• Source data:

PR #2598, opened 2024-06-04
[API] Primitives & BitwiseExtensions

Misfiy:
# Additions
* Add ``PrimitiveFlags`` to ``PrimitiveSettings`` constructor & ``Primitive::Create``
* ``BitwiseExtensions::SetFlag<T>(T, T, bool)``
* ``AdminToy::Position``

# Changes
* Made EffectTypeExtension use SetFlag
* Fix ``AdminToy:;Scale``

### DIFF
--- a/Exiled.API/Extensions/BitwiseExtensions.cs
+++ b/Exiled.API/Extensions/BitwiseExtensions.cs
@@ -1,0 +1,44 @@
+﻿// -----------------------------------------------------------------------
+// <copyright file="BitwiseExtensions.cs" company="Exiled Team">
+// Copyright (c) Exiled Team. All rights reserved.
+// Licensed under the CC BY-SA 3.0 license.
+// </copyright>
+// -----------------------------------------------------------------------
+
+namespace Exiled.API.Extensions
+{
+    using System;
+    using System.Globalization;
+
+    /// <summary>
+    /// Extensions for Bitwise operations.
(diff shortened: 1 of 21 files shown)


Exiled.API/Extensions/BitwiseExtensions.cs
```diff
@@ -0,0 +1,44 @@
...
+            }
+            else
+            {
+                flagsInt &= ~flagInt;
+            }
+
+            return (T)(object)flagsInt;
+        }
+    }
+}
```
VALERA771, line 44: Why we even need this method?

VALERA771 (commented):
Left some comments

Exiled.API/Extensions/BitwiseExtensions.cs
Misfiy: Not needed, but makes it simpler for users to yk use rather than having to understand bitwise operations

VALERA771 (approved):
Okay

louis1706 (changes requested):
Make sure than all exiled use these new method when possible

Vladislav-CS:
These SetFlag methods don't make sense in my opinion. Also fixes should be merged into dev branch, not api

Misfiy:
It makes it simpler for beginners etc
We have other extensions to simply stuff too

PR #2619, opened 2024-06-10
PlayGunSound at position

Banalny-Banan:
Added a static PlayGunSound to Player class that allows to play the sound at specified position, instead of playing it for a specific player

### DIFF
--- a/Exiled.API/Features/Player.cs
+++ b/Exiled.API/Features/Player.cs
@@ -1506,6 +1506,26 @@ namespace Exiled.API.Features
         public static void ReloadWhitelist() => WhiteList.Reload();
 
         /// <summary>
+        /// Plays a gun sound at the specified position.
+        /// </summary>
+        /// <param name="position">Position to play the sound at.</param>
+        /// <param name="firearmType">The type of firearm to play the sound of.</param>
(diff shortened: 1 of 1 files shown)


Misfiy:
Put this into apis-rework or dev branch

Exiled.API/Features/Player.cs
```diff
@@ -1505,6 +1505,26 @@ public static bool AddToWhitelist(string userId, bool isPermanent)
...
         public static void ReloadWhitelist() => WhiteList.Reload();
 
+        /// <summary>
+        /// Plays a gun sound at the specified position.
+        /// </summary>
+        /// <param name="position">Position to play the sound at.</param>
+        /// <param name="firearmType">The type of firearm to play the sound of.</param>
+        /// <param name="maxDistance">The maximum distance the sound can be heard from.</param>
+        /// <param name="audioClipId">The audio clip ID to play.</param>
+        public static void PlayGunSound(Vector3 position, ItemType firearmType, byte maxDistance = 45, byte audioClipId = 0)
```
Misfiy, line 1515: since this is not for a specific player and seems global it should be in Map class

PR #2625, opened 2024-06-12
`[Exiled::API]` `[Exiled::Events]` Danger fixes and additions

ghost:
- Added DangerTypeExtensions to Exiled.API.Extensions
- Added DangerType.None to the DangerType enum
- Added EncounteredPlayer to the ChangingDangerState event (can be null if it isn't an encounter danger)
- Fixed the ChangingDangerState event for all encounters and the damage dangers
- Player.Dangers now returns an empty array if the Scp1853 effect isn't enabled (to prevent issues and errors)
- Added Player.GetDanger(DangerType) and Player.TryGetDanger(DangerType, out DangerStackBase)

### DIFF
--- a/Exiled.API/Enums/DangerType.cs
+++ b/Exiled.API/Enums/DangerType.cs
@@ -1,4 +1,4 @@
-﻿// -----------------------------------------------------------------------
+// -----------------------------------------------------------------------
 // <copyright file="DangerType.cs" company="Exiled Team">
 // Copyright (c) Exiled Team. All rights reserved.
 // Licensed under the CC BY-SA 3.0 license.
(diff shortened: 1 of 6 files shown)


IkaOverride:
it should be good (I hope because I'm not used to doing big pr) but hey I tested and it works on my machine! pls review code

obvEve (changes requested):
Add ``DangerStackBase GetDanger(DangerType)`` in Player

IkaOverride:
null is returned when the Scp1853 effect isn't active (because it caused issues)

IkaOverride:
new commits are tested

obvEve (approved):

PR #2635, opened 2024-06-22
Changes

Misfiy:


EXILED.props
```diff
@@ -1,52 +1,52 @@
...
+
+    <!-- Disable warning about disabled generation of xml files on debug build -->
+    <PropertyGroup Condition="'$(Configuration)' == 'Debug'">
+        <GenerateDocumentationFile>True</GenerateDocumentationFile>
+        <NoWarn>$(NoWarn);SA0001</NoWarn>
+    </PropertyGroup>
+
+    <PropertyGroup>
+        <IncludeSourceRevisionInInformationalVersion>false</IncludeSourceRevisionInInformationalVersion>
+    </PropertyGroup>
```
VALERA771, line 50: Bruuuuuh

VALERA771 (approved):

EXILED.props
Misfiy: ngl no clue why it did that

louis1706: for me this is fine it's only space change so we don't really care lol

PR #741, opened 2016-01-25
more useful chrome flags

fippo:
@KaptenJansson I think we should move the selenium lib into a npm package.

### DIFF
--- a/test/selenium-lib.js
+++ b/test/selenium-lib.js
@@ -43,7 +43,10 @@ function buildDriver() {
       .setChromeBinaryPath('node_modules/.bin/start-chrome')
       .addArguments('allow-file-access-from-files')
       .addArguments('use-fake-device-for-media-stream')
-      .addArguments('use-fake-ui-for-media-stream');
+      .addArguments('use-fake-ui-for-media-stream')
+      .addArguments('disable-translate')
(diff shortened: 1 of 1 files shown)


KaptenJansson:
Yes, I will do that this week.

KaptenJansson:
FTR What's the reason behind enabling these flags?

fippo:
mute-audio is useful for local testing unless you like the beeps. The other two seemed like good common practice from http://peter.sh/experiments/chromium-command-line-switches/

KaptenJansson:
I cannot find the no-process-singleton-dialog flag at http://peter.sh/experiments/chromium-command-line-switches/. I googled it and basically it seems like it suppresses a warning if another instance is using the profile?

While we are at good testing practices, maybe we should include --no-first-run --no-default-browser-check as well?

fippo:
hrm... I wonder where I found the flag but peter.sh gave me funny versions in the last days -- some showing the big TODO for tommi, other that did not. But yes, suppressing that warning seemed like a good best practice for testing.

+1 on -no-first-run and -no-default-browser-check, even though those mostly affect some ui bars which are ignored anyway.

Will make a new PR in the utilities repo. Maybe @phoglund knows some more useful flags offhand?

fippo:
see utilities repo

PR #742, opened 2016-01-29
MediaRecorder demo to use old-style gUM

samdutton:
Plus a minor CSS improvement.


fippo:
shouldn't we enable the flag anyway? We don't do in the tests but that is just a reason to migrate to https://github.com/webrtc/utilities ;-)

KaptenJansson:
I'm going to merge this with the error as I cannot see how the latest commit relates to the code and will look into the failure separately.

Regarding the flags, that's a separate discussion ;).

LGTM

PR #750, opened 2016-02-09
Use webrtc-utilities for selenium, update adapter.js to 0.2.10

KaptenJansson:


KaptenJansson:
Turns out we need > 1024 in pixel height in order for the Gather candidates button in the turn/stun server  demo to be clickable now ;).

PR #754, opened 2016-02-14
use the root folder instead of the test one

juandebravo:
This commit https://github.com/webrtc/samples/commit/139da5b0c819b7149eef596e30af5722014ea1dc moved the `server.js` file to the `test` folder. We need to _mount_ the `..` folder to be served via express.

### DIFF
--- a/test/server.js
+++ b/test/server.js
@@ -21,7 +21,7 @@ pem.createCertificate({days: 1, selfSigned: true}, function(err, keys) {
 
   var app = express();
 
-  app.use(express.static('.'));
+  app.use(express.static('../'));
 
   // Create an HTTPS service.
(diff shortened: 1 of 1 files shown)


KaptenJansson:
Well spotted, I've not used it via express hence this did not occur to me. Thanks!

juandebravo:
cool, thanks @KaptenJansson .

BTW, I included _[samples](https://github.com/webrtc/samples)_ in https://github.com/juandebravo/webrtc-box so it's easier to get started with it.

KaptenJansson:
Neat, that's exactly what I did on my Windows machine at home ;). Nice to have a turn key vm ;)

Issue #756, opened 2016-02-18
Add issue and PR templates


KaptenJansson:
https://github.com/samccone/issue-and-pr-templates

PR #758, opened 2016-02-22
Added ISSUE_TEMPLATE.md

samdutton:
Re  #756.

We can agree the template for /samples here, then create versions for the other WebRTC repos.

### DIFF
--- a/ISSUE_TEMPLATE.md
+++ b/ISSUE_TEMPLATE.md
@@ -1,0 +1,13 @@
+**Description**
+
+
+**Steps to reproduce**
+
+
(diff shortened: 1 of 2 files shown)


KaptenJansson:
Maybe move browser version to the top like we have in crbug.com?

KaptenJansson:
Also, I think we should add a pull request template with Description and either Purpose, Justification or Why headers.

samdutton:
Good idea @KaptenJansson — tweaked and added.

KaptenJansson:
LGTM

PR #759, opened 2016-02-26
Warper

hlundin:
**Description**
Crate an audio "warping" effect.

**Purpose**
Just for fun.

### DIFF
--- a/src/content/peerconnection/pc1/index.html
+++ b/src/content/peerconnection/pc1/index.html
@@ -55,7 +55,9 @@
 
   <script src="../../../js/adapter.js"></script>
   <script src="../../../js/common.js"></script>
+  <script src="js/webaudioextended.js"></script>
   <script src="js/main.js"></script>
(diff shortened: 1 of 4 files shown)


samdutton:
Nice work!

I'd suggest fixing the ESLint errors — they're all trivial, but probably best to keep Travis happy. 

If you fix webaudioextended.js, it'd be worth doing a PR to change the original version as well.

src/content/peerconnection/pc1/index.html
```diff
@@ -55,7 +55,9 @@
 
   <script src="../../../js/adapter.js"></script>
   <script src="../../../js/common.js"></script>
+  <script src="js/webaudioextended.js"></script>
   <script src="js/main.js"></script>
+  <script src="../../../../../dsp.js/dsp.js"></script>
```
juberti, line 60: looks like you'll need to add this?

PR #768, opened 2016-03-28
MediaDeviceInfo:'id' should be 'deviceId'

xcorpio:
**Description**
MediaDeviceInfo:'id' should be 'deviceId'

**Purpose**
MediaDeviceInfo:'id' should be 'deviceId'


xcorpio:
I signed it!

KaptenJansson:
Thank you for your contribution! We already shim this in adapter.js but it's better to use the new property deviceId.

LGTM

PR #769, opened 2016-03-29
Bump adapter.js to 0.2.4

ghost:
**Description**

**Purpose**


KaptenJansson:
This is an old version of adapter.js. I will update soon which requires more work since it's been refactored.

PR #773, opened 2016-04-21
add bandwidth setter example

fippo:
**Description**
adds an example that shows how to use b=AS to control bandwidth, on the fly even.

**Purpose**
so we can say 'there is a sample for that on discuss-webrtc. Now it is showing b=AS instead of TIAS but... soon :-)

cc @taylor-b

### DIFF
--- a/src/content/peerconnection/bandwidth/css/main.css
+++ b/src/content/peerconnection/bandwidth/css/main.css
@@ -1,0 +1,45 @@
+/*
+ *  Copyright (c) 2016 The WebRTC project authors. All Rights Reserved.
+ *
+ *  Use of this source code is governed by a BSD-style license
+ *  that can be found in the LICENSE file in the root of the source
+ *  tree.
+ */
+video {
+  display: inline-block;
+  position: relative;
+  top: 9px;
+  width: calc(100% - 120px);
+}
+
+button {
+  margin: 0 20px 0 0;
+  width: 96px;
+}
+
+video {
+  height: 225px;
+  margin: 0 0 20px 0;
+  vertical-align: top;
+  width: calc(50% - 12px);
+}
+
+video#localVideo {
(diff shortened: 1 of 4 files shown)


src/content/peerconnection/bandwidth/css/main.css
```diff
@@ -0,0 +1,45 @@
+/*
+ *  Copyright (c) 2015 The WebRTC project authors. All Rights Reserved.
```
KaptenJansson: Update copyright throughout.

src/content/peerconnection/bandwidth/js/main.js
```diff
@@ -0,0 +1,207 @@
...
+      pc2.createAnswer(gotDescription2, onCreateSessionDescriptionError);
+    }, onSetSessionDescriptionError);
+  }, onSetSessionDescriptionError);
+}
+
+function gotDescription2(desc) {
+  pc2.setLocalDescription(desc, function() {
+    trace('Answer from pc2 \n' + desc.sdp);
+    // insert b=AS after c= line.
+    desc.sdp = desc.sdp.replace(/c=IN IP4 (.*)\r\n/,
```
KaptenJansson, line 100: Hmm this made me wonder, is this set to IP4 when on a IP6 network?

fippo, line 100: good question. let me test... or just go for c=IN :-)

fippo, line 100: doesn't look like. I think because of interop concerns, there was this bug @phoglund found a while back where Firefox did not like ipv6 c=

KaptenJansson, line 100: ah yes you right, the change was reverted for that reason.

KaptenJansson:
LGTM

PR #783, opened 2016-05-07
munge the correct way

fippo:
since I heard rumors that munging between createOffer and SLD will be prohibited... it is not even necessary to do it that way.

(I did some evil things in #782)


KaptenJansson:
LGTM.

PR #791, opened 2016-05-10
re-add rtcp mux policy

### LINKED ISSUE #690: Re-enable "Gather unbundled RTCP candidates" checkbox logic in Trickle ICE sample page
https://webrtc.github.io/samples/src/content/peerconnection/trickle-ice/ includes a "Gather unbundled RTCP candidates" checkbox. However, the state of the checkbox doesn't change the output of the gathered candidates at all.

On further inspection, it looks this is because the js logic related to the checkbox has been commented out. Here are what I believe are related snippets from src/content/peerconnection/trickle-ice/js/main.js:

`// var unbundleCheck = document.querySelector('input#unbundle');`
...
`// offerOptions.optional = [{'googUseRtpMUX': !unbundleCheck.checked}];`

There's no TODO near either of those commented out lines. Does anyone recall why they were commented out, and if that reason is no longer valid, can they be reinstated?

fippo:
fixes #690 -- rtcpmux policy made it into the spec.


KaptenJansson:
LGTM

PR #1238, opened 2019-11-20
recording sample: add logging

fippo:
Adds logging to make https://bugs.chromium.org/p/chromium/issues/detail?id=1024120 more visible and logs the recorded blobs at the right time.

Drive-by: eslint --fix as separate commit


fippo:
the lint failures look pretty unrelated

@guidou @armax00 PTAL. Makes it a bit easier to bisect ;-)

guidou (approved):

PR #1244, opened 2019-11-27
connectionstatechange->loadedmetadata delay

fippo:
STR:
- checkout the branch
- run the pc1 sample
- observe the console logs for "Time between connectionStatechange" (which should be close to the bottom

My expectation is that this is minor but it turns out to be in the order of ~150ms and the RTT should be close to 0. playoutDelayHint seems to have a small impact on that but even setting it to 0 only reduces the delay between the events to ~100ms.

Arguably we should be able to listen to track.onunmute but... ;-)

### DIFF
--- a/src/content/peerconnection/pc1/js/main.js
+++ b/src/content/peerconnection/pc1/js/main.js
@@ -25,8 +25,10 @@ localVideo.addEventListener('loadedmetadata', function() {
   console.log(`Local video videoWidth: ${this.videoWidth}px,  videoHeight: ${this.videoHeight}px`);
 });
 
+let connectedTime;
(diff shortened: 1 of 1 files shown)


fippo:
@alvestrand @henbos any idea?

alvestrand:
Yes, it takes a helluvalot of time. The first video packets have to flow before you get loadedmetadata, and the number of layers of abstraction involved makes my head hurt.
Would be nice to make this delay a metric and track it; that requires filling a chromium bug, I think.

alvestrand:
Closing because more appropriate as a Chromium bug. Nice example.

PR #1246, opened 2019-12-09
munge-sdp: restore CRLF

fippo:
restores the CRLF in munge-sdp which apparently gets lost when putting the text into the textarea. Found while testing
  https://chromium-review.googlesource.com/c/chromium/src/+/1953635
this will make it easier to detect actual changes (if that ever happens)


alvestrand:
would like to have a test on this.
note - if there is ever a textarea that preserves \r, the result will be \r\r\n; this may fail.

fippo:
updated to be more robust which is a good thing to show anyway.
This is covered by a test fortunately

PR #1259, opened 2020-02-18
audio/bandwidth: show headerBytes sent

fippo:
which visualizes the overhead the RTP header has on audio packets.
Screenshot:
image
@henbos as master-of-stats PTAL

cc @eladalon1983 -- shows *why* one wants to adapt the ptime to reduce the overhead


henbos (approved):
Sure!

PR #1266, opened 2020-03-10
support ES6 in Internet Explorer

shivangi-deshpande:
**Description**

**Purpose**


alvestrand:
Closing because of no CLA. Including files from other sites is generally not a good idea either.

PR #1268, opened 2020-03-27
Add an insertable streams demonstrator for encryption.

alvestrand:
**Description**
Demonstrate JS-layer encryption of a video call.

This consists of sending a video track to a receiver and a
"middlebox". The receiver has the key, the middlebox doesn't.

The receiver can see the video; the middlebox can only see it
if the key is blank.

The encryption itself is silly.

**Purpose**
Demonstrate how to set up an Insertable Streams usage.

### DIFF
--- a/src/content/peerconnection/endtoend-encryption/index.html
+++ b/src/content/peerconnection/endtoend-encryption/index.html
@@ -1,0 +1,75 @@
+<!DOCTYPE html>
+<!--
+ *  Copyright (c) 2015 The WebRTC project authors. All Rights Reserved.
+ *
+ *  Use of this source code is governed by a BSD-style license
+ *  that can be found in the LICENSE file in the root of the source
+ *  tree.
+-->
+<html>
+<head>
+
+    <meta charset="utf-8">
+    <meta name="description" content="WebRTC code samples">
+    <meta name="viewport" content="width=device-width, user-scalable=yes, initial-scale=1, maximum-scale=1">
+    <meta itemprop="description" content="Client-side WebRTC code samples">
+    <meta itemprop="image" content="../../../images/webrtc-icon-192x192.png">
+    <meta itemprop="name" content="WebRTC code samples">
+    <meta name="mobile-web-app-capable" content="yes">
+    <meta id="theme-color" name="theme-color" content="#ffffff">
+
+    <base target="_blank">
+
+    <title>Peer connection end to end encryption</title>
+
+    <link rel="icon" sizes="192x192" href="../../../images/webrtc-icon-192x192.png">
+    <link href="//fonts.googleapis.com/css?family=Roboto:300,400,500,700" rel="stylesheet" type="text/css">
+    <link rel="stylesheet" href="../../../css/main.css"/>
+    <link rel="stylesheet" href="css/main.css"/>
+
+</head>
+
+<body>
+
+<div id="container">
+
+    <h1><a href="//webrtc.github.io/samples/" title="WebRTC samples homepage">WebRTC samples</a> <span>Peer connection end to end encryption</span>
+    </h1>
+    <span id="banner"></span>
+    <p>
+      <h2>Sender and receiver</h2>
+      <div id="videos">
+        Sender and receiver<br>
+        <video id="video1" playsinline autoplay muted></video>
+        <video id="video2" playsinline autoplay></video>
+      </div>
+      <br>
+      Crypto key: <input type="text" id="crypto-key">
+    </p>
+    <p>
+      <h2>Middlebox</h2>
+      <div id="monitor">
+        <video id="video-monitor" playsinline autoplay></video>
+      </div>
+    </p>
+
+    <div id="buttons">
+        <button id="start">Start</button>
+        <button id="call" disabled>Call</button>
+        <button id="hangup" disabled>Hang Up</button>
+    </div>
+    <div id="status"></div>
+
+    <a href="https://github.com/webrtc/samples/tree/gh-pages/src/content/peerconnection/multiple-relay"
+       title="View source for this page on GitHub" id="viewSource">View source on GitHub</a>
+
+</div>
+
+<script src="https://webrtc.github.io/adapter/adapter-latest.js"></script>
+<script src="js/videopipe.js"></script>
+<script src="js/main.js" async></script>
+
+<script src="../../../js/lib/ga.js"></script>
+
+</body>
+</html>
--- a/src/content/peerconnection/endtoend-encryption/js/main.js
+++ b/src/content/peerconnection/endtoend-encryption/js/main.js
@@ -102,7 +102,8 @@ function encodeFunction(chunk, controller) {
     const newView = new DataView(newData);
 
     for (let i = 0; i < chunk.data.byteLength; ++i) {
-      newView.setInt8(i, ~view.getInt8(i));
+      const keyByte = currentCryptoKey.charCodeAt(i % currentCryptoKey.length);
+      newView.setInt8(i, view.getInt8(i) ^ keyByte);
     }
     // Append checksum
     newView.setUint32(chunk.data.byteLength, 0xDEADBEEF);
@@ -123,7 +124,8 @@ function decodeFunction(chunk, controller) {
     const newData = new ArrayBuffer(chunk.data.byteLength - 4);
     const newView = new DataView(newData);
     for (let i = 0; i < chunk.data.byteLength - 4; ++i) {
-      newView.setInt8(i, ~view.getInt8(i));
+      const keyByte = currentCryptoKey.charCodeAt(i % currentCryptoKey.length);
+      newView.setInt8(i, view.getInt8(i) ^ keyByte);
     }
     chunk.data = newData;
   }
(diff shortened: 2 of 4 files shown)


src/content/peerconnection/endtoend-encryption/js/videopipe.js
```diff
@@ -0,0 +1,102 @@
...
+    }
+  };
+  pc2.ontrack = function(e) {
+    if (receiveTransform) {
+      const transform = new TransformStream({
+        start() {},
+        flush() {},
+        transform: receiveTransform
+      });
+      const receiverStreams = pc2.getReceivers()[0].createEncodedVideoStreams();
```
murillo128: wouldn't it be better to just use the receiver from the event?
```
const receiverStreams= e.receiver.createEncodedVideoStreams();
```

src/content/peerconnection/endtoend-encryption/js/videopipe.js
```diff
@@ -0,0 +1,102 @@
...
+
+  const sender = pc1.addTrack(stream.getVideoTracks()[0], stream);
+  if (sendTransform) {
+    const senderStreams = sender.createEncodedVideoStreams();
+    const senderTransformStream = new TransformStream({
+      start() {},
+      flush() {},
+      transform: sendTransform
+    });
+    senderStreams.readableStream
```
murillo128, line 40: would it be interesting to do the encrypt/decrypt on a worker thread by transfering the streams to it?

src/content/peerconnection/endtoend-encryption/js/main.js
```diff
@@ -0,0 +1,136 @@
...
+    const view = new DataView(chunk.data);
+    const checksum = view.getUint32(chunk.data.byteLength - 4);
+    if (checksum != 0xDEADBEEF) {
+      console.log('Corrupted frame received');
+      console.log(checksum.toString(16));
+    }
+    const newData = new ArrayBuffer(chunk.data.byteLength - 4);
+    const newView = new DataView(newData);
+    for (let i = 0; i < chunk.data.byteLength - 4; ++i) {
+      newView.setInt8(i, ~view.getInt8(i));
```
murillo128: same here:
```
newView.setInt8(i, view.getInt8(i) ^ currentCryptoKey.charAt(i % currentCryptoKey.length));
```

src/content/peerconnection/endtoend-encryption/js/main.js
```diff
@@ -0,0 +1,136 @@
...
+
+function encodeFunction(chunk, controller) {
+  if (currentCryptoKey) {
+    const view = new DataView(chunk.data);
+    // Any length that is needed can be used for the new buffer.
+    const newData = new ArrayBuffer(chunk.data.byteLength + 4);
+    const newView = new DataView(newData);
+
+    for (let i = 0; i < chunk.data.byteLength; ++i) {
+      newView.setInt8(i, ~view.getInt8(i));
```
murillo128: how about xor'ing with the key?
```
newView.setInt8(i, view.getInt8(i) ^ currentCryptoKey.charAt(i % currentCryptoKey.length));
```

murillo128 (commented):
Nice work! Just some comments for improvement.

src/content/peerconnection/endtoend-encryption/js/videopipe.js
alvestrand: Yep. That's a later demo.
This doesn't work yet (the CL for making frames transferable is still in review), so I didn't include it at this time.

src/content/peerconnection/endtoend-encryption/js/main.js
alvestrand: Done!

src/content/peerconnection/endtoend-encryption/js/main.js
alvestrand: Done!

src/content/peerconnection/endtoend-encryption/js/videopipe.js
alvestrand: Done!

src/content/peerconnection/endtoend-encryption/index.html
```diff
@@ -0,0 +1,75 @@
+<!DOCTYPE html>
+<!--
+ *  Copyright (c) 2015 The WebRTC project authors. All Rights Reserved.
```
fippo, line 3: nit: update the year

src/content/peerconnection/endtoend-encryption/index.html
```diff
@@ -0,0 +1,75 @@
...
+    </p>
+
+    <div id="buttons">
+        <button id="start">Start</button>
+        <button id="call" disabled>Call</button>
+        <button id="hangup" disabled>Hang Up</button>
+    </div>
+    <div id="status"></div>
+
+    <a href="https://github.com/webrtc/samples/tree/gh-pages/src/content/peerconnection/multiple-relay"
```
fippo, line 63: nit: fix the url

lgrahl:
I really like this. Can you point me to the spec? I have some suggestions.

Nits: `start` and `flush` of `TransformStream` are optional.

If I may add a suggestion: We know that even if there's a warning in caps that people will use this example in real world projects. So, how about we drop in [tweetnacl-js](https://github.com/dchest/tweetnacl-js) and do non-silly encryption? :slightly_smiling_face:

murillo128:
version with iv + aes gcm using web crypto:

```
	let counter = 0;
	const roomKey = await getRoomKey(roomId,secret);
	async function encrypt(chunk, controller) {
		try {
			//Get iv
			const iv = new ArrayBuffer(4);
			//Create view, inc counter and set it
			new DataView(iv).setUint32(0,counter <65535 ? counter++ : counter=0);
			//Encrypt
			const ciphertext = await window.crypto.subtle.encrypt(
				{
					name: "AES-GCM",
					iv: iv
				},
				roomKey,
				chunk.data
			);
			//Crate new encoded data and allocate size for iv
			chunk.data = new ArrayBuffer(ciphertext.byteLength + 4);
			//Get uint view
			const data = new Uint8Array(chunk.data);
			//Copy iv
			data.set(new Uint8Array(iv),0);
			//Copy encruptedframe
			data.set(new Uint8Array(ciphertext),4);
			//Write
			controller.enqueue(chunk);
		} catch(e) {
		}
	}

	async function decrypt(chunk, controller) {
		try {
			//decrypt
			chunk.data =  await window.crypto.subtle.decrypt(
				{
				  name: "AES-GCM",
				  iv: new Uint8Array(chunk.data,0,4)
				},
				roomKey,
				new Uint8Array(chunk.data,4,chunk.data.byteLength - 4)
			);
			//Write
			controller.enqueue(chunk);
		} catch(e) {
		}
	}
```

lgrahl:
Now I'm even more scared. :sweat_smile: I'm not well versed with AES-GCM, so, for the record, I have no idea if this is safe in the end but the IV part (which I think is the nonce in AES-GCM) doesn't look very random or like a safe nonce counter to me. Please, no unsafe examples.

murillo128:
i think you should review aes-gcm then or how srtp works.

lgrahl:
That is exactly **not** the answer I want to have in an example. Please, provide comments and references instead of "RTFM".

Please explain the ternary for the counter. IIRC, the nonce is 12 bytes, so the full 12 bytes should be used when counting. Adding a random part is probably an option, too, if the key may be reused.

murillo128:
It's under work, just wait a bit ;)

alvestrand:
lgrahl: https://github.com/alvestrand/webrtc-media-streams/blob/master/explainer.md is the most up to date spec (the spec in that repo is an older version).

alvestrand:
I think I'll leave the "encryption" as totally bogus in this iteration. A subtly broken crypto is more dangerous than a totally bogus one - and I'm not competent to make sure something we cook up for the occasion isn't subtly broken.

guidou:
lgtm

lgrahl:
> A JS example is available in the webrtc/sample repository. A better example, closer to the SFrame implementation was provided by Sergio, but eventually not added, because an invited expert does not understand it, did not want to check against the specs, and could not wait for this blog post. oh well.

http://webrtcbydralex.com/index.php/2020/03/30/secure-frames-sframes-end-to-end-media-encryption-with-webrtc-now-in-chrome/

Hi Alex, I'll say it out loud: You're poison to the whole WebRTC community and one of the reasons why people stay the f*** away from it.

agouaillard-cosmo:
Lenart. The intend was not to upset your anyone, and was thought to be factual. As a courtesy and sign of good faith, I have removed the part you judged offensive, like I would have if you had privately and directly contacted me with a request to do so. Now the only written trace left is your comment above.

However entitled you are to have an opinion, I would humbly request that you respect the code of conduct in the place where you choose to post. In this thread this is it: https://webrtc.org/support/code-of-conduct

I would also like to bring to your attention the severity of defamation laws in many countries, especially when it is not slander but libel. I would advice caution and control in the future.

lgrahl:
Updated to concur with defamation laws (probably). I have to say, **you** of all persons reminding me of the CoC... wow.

• Activity: Would you please write out, exactly and with no other lines, the stretch of the listing above from the line containing "It makes it simpler for beginners etc" through the line containing "-1506,6 +1506,26 @@ namespace Exiled.API.Features"?

• Task result:
It makes it simpler for beginners etc
We have other extensions to simply stuff too

PR #2619, opened 2024-06-10
PlayGunSound at position

Banalny-Banan:
Added a static PlayGunSound to Player class that allows to play the sound at specified position, instead of playing it for a specific player

### DIFF
--- a/Exiled.API/Features/Player.cs
+++ b/Exiled.API/Features/Player.cs
@@ -1506,6 +1506,26 @@ namespace Exiled.API.Features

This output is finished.